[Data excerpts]
● ● ● ●

PR #3016, opened 2022-10-31
Use SecretManager to get sensitive uploader creds

jcscottiii:
Purpose:
- Currently, the secrets for uploaders are stored in Datastore. SecretManager is a better solution for storing secrets in Google Cloud

Changes:
- Add secret manager dependency to go.mod & go.sum
- Add secrets manager client to the singleton with the rest of the google cloud clients
- Switch GetUploader from using a datastore to a secrets manager
- Added a new "cloud" tag for tests. This tag will use actual cloud resources when there is no emulator. (SecretsManager does not have an emulator like the Datastore for the medium tests)

Other changes / pattern differences:
- The constructor function NewAppEngineSecretManager returns the concrete instance instead of the interface. Other functions, like NewAppEngineDatastore return the interface. The new function uses the pattern encouraged: "Accept interfaces, return structs". Should slowly look at doing this with the other structs / new structs
- To enable cloud tests, I switched the credentials in the Settings to a new service account that has access to only deploy App Engine apps and to read the single secret for the test. (The default App Engine service account is still used by the actual App Engine instances)
- Moved all the secrets from datastore to secret manager.


DanielRyanSmith (commented):
I'm going to let @KyleJu take a look at this, as you both are more familiar with this issue, but this is looking really good and thorough. Thanks for writing tests and taking care of this!

KyleJu:
> I'm going to let @KyleJu take a look at this, as you both are more familiar with this issue, but this is looking really good and thorough. Thanks for writing tests and taking care of this!

For Sure! I will get to it by the end of the day

shared/secret_manager_cloud_cloud_test.go
```diff
@@ -0,0 +1,37 @@
...
+	TestCloudSecretManagerGetSecret get the secrets on a real Google Cloud
+	Secret Manager because there is no emulator like Datastore.
+
+	If it needs to be setup again, run the following:
+	gcloud secrets create test-secret --replication-policy="automatic"
+	echo -n "test-secret-value" | gcloud secrets versions add test-secret --data-file=-
+	gcloud secrets add-iam-policy-binding test-secret --member='serviceAccount:github-cicd@wptdashboard-staging.iam.gserviceaccount.com' --role='roles/secretmanager.secretAccessor'
+*/
+func TestCloudSecretManagerGetSecret(t *testing.T) {
+	require.NotEmpty(t, runtimeIdentity.AppID, "Unable to find project ID")
```
KyleJu, line 23: Should a fake `runtimeIdentity.AppID` env be passed in the Makefile? Or this has to be the real wptdashboard-staging AppID?

KyleJu (approved):
LGTM with two questions

.github/workflows/ci.yml
```diff
@@ -47,3 +47,34 @@ jobs:
...
+  go_cloud_test:
+    # This job uses real Cloud resources.
+    # This means this CI job will have access to the service account.
+    # In that case, similar to deploy.yml, trust only pull requests that are
+    # made within web-platform-tests and exclude forks.
+    if: ${{ github.repository == 'web-platform-tests/wpt.fyi' }}
+    needs: [go_test, go_chrome_test, go_firefox_test]
+    runs-on: ubuntu-latest
+    env:
+      DOCKER_IMAGE: webplatformtests/wpt.fyi:latest
```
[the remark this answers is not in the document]
jcscottiii: it uses the same image used by deploy.yml
https://github.com/web-platform-tests/wpt.fyi/blob/adc496684c473b7cf1f45d3b40cf073b568e5678/.github/workflows/deploy.yml#L13

As long as the go_large_test still works in that workflow, this workflow will still work.
https://github.com/web-platform-tests/wpt.fyi/blob/adc496684c473b7cf1f45d3b40cf073b568e5678/.github/workflows/deploy.yml#L46

You bring up a good point about that image. If we upgrade the version of Go again but the docker image is not updated to use it, this workflow and the deploy workflow will break.

shared/secret_manager_cloud_cloud_test.go
jcscottiii: great question! it has to be the real wptdashboard-staging [AppID](https://github.com/web-platform-tests/wpt.fyi/pull/3016/files#diff-76ed074a9305c04054cdebb9e9aad2d818052b07091de1f20cad0bbac34ffb52R94) because that project has the test secret manager value.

● ● ● ●

*EXERCISE*: Work through the records line by line and tally those holding "policy". Reply with the number alone.

*PROBLEM SOLUTION*: 2